The proposed management team for Plant Co. will be announced at a later date.

Plant Co. had estimated 2021 net sales of $340 million and estimated EBITDA of approximately $50 million on an adjusted basis, based on preliminary allocation assumptions. The business is currently focused on the U.S., Canada, and Caribbean.

All net sales and adjusted-basis EBITDA figures are based on the Company’s 2021 unaudited results derived from internal management reporting, further adjusted for splits by brands and markets, as well as preliminary cost and expense allocations, including corporate expenses. These figures will be refined prior to the transactions.
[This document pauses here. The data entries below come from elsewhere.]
PR #141, opened 2020-12-02
Update our recommendation around foreign-key constraints

stevegrossi:
Screen Shot 2020-12-02 at 10 56 57 AM

# What

We used to recommend always enforcing referential integrity in the database with `FOREIGN KEY` constraints, but ran into performance issues with the `users` table having 60+ of them and deleting users being unsustainably slow as a result. We now recommend not using FK constraints unless we have a compelling reason to.

# See Also

- Initial [post in Slack](https://lessonly.slack.com/archives/G8Q5B0EVA/p1594301004090400) about the moratorium
- Slack post [on this Style Guide/Lesson update](https://lessonly.slack.com/archives/C8LGVESDC/p1606858496380100)

### DIFF
--- a/_styleguide/database.md
+++ b/_styleguide/database.md
@@ -8,13 +8,13 @@ main: true
 
 The PostgreSQL Wiki has a handy [“Don’t Do This”](https://wiki.postgresql.org/wiki/Don't_Do_This) page. While there are exceptions when most of these discouraged practices may be safe or even necessary, we should avoid them unless we’re sure we’re the exception.
 
-## Enforce data integrity at the database level whenever possible.
+## Enforce data integrity with unique indexes and not-null constraints
 
 PostgreSQL gives us a range of tools to ensure invalid data isn’t just unlikely but impossible:
 
 - Use `UNIQUE` `CONSTRAINT`s/`INDEX`es (`unique: true` in migrations) to prohibit “duplicate” data. For instance, if it doesn’t make sense for a Lesson to be tagged with “Sales” _twice_, we want a unique composite index on the `tag` and `taggable`.
 - Use `NOT NULL` (`null: false` in migrations) to guarantee necessary relationships (e.g. make `company_id` non-nullable on tables that must be associated with a company) or attributes (if a `title` is required, make it `NOT NULL`).
-- Use `FOREIGN KEY` constraints to ensure that references to other tables like `company_id` point to records that actually exist, and specify `ON DELETE` `CASCADE` or `NULLIFY` behaviors when those records are removed. (Be mindful of performance when adding foreign key constraints: see [this migration](https://github.com/lessonly/lessonly/pull/5390/files#diff-bf0c0f95fbacafc133567b5e36e2f289R20) for an illustration the challenges and a way around them.)
+- **Update:** we no longer recommend adding `FOREIGN KEY` constraints by default, as we’ve run into performance issues on tables like `users` that have very many of them. However, we should still consider them in cases where referential integrity is essential. (And be mindful of performance when adding foreign key constraints: see [this migration](https://github.com/lessonly/lessonly/pull/5390/files#diff-bf0c0f95fbacafc133567b5e36e2f289R20) for an illustration of the challenges and a way around them.)
 
 Bugs resulting from invalid data can be tricky to detect and it can be time-consuming to clean up—best to prevent the possibility of it in the first place.
 
--- a/_styleguide/database.md
+++ b/_styleguide/database.md
@@ -14,7 +14,7 @@ PostgreSQL gives us a range of tools to ensure invalid data isn’t just unlikel
 
 - Use `UNIQUE` `CONSTRAINT`s/`INDEX`es (`unique: true` in migrations) to prohibit “duplicate” data. For instance, if it doesn’t make sense for a Lesson to be tagged with “Sales” _twice_, we want a unique composite index on the `tag` and `taggable`.
 - Use `NOT NULL` (`null: false` in migrations) to guarantee necessary relationships (e.g. make `company_id` non-nullable on tables that must be associated with a company) or attributes (if a `title` is required, make it `NOT NULL`).
-- **Update:** we no longer recommend adding `FOREIGN KEY` constraints by default, as we’ve run into performance issues on tables like `users` that have very many of them. However, we should still consider them in cases where referential integrity is essential. (And be mindful of performance when adding foreign key constraints: see [this migration](https://github.com/lessonly/lessonly/pull/5390/files#diff-bf0c0f95fbacafc133567b5e36e2f289R20) for an illustration of the challenges and a way around them.)
+- **Update:** we no longer recommend adding `FOREIGN KEY` constraints, as we’ve run into performance issues on tables like `users` that have very many of them. So avoid adding foreign-key constraints unless there is an overriding concern about data fidelity to justify them. (If so, be mindful of performance when adding foreign key constraints: see [this migration](https://github.com/lessonly/lessonly/pull/5390/files#diff-bf0c0f95fbacafc133567b5e36e2f289R20) for an illustration of the challenges and a way around them.)
 
 Bugs resulting from invalid data can be tricky to detect and it can be time-consuming to clean up—best to prevent the possibility of it in the first place.
 


_styleguide/database.md
```diff
@@ -8,13 +8,13 @@ main: true
...
-- Use `FOREIGN KEY` constraints to ensure that references to other tables like `company_id` point to records that actually exist, and specify `ON DELETE` `CASCADE` or `NULLIFY` behaviors when those records are removed. (Be mindful of performance when adding foreign key constraints: see [this migration](https://github.com/lessonly/lessonly/pull/5390/files#diff-bf0c0f95fbacafc133567b5e36e2f289R20) for an illustration the challenges and a way around them.)
+- **Update:** we no longer recommend adding `FOREIGN KEY` constraints by default, as we’ve run into performance issues on tables like `users` that have very many of them. However, we should still consider them in cases where referential integrity is essential. (And be mindful of performance when adding foreign key constraints: see [this migration](https://github.com/lessonly/lessonly/pull/5390/files#diff-bf0c0f95fbacafc133567b5e36e2f289R20) for an illustration of the challenges and a way around them.)
```
haleymnatz, line 17: Do you think we could add a little clarity on what "essential" means here?

stevegrossi: I'd like to clarify this, but honestly I can't really think of any situations where referential integrity would be "essential". I wanted to leave room for using them if we have a reason to, but maybe we should leave this out. I'll see if I can think of one 🤔

rreinhardt9: I'm kind of puzzling on this too 🤔 I was reading [this Thoughtbot example scenario](https://thoughtbot.com/blog/referential-integrity-with-foreign-keys) while I was thinking about it.

While I can't think of times where it's "essential", it seems like the advantage is more that you can be confident that if you have a record that reference another table by ID that the record will in fact be there when you go to retrieve it. It seems like it generally helps guard against something happening thin `delete_all` that wouldn't trigger Rails cascading deletes and could leave hanging records.

I wonder if it makes any difference when we "soft delete" records as opposed to direct deletion. Maybe if records in the table that is being referred to is never actually "destroyed" but rather just soft deleted in the application, it makes a foreign key constraint less important?

rreinhardt9:
@stevegrossi one question I have; do we know for sure that the foreign key constraint was the performance bottleneck or could it have been the "destroy" callbacks in Rails?

What I'm wondering is if we specify `on_delete: :cascade` on foreign key constraints but don't use the delete callbacks in the rails models, does that help us with performance while still allowing us to use foreign key constraints?

_styleguide/database.md
stevegrossi: > Maybe if records in the table that is being referred to is never actually "destroyed" but rather just soft deleted in the application, it makes a foreign key constraint less important?

I think so, which suggests we aren't getting much value out of our foreign-key constraints since data is so rarely truly deleted—and when it is, as in `DeleteCompany`, we're manually removing in batches to go easy on the DB rather than relying on `ON DELETE CASCADE` which deletes everything all at once.

stevegrossi:
> one question I have; do we know for sure that the foreign key constraint was the performance bottleneck or could it have been the "destroy" callbacks in Rails?

I believe when @sag and @wthenrichs noticed that deleting users was taking 20+ seconds each, it was from raw SQL, so definitely at the DB level rather than slowness in Rubyland.

> What I'm wondering is if we specify on_delete: :cascade on foreign key constraints but don't use the delete callbacks in the rails models, does that help us with performance while still allowing us to use foreign key constraints?

The problem we had with the 60+ constraints on `users.id` is that any time we wanted to hard-delete a user (e.g. in `DeleteCompany`), the database had to check, e.g. "are there any rows where `lessons.creator_id` is this user? No? Ok, move on.", "are there any progresses where `progresses.user_id` is this user? No? Ok, move on." and so on for every table that has a `FOREIGN KEY` constraint pointing to `users.id`. So regardless of what we have set up in our Rails models, having any kind of constraint in the DB on `users.id` (and so many of them) made it impossible to delete users at the scale we need.

rreinhardt9 (dismissed):
Gotcha!!! Thanks for the info Steve! That makes sense; I can't think of any good cases to be made for NOT adding foreign key constraints by default going forward based on the info you shared above :tada: 

This seems like a reversible decision; meaning that we can add the foreign key constraints later if not adding them causes unforeseen issues. I think that reversibility makes it a safe thing for us to try given we have some real pain coming from using them currently!

_styleguide/database.md
stevegrossi: Looking through all of our `FOREIGN KEY` constraints on `users`, I maybe see a distinction between which are "essential" and which are not, and it comes down to whether the data pointing to a user still makes sense if that user doesn't exist. For example, a `membership` record which relates a user to a group is meaningless if that user doesn't exist, so I might consider that an essential case for a FK constraint. On the other hand, we have columns like `lessons.creator_id`, `paths.last_updater_id`, `library_contents.added_by_id` where the relationship to a user is more like metadata: lessons, paths, and library contents are still functional if that user is gone. While there would still be benefits to constraints on those non-essential columns, if we need to ditch some FK constraints those are the ones I'd lose first.

rreinhardt9: I love this as a working definition Steve!!! Foreign keys for when record doesn't make sense apart from the associated record.

stevegrossi: @wthenrichs, @sag, @gowabash, unless we're 100% against foreign-key constraints, what would you think of [a guideline](#discussion_r534431937) that we consider them only in cases where the data is meaningless without the association? i.e. put a constraint on `memberships.user_id` but not `lessons.creator_id`? Would having significantly fewer FK constraints on the `users` table be good enough, or is our ultimate goal 0 of them referencing large tables?

gowabash: I would lean pretty hard towards don't add the FK ever.  Especially in the multi-tenant database world. You're not gaurenteeing correctness. And IMO, it should be `lessons.user_id` and you reference it as creator in the model, but that ship has sailed. 

I think the source of truth for data relationships for the overwhelming majority of Lessonly engineers is the rails model, not the database.  So the FK is genuinely not necessary.  

As data size increases, you need to think of the table as an independent item and the relationships are enforced in the application, not the database.

stevegrossi: > I would lean pretty hard towards don't add the FK ever.

I can agree with that, at least at the point we're at now where tables are getting larger and the cost of FKCs are increasing. That said, for the sake of discussion:

> Especially in the multi-tenant database world. You're not guaranteeing correctness.

Could you elaborate? I'm not clear on how multi-tenant impairs the referential integrity guarantees of FK constraints. (Or am I misunderstanding what you mean by correctness?)

> And IMO, it should be lessons.user_id and you reference it as creator in the model, but that ship has sailed.

We have both `lessons.creator_id` and `lessons.last_updater_id`...they both reference `users` but can't both be `lessons.user_id`, right? (Though if I hop on my own hobby horse about splitting up tables I could agree that these should be `lesson_creators.user_id` and `lesson_updaters.user_id` 😉)

> I think the source of truth for data relationships for the overwhelming majority of Lessonly engineers is the rails model, not the database. So the FK is genuinely not necessary.

I'd be more comfortable with that if we didn't so often bypass model validations (with `Model.import(data, validate: false)` for the sake of performance. I see model validations as a way to provide human-readable errors in the UI, not as bona fide guarantees of data fidelity. Obviously, constrain all the FKs isn't sustainable either given our current architecture, which has me thinking (longer term, not immediately) about things like:

- **what could make FKCs more performant?** Less data in tables. Maybe sharding large customers could eventually help here?
- **can we avoid skipping validations so often when bulk-importing lots of data?** Creating `Progress`es upon assignment is a barely-necessary hack we've been building upon for 5 years, if we stop doing that we remove the need to insert possibly hundreds of thousands of progresses at once and can maybe avoid the need for `import(validate: false)`.

gowabash: > Especially in the multi-tenant database world. You're not guaranteeing correctness.

You only make sure that it is a user you are connecting to.  They could be in the wrong company.  The multi-tenant aware key is really (id & company_id)

and in regards to validators, that's an opportunity for refactor.  There is more than 1 way to validate your input.  If you have to disable the feature because of volume, the feature needs looked at.

stevegrossi: > You only make sure that it is a user you are connecting to. They could be in the wrong company. The multi-tenant aware key is really (id & company_id)

Thanks for clarifying: I understand and agree. I dream of full segmentation with something [like postgres schemas](https://www.postgresql.org/docs/9.3/ddl-schemas.html) but I've yet to see a scalable solution with those.

> If you have to disable the feature because of volume, the feature needs looked at.

👍

stevegrossi: > I would lean pretty hard towards don't add the FK ever

I'll update the language to recommend never adding foreign-key constraints unless we have a specific overriding concern to justify them, since the concrete benefits are rare and the costs are constant, if variable.

stevegrossi:
For those who've been following the conversation, on Monday I announced updating our Style Guide recommendation on foreign-key constraints to:

> avoid adding foreign-key constraints unless there is an overriding concern about data fidelity to justify them.

I'd like to wrap this discussion up this week (meaning today) and would be grateful for a merge if you agree with the change.

gowabash (approved):

stevegrossi:
Thanks for the approval @gowabash 👍 Style Guide PRs don't go through QA or anything so I'll go ahead and merge this.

North America Cereal Co. and Plant Co. will both remain headquartered in Battle Creek. Global Snacking Co. will maintain dual campuses in Battle Creek and Chicago, with its corporate headquarters located in Chicago. Kellogg Co.’s three international regions’ headquarters in Europe, Latin America, and AMEA will remain in their current locations.

The company will provide updates throughout the process leading to the transactions. A dedicated website providing ongoing information about the transaction is available at unleashingourpotential.com.